--- START ---

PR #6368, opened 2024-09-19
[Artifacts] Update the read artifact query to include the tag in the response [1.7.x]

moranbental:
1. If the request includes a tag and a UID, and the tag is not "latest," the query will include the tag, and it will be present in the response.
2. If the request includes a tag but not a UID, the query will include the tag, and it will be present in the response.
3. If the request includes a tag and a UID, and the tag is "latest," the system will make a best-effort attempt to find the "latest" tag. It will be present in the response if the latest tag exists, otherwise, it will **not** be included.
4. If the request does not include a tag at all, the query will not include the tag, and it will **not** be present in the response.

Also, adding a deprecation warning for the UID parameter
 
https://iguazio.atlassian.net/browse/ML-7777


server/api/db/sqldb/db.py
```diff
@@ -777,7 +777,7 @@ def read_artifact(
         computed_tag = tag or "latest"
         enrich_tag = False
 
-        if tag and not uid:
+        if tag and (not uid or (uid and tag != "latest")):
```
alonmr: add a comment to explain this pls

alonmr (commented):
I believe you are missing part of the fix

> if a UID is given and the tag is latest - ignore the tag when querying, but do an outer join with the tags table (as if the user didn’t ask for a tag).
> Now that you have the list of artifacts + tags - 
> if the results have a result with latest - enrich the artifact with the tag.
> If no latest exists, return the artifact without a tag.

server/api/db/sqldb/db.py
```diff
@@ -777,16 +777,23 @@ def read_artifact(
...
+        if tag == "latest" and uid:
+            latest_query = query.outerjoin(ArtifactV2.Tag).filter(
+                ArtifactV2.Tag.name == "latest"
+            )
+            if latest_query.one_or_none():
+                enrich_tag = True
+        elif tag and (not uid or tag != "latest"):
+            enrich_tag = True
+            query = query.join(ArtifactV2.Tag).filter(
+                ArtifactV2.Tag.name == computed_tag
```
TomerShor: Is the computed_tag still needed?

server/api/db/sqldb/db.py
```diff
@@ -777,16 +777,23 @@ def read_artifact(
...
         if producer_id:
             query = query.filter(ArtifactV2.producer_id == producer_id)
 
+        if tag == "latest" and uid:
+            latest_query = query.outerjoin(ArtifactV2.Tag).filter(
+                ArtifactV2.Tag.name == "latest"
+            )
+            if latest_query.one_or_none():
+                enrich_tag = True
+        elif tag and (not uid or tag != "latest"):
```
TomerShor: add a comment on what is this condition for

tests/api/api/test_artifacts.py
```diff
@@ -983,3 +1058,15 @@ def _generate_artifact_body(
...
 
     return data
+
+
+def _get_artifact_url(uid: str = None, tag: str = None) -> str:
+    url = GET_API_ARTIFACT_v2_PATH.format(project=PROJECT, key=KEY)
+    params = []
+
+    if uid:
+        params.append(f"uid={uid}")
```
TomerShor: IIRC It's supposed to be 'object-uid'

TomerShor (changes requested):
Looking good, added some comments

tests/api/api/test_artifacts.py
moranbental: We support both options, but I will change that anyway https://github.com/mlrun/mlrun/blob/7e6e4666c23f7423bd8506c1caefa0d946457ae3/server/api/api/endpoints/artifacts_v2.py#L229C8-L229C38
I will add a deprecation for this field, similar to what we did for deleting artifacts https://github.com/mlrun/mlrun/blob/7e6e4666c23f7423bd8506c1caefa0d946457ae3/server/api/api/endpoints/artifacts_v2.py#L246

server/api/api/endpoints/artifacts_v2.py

--- END ---

What you are asked to do: Reproduce each entry in the listing character for character.

Exercise solution:
PR #6368, opened 2024-09-19
[Artifacts] Update the read artifact query to include the tag in the response [1.7.x]

moranbental:
1. If the request includes a tag and a UID, and the tag is not "latest," the query will include the tag, and it will be present in the response.
2. If the request includes a tag but not a UID, the query will include the tag, and it will be present in the response.
3. If the request includes a tag and a UID, and the tag is "latest," the system will make a best-effort attempt to find the "latest" tag. It will be present in the response if the latest tag exists, otherwise, it will **not** be included.
4. If the request does not include a tag at all, the query will not include the tag, and it will **not** be present in the response.

Also, adding a deprecation warning for the UID parameter
 
https://iguazio.atlassian.net/browse/ML-7777


server/api/db/sqldb/db.py
```diff
@@ -777,7 +777,7 @@ def read_artifact(
         computed_tag = tag or "latest"
         enrich_tag = False
 
-        if tag and not uid:
+        if tag and (not uid or (uid and tag != "latest")):
```
alonmr: add a comment to explain this pls

alonmr (commented):
I believe you are missing part of the fix

> if a UID is given and the tag is latest - ignore the tag when querying, but do an outer join with the tags table (as if the user didn’t ask for a tag).
> Now that you have the list of artifacts + tags - 
> if the results have a result with latest - enrich the artifact with the tag.
> If no latest exists, return the artifact without a tag.

server/api/db/sqldb/db.py
```diff
@@ -777,16 +777,23 @@ def read_artifact(
...
+        if tag == "latest" and uid:
+            latest_query = query.outerjoin(ArtifactV2.Tag).filter(
+                ArtifactV2.Tag.name == "latest"
+            )
+            if latest_query.one_or_none():
+                enrich_tag = True
+        elif tag and (not uid or tag != "latest"):
+            enrich_tag = True
+            query = query.join(ArtifactV2.Tag).filter(
+                ArtifactV2.Tag.name == computed_tag
```
TomerShor: Is the computed_tag still needed?

server/api/db/sqldb/db.py
```diff
@@ -777,16 +777,23 @@ def read_artifact(
...
         if producer_id:
             query = query.filter(ArtifactV2.producer_id == producer_id)
 
+        if tag == "latest" and uid:
+            latest_query = query.outerjoin(ArtifactV2.Tag).filter(
+                ArtifactV2.Tag.name == "latest"
+            )
+            if latest_query.one_or_none():
+                enrich_tag = True
+        elif tag and (not uid or tag != "latest"):
```
TomerShor: add a comment on what is this condition for

tests/api/api/test_artifacts.py
```diff
@@ -983,3 +1058,15 @@ def _generate_artifact_body(
...
 
     return data
+
+
+def _get_artifact_url(uid: str = None, tag: str = None) -> str:
+    url = GET_API_ARTIFACT_v2_PATH.format(project=PROJECT, key=KEY)
+    params = []
+
+    if uid:
+        params.append(f"uid={uid}")
```
TomerShor: IIRC It's supposed to be 'object-uid'

TomerShor (changes requested):
Looking good, added some comments

tests/api/api/test_artifacts.py
moranbental: We support both options, but I will change that anyway https://github.com/mlrun/mlrun/blob/7e6e4666c23f7423bd8506c1caefa0d946457ae3/server/api/api/endpoints/artifacts_v2.py#L229C8-L229C38
I will add a deprecation for this field, similar to what we did for deleting artifacts https://github.com/mlrun/mlrun/blob/7e6e4666c23f7423bd8506c1caefa0d946457ae3/server/api/api/endpoints/artifacts_v2.py#L246

server/api/api/endpoints/artifacts_v2.py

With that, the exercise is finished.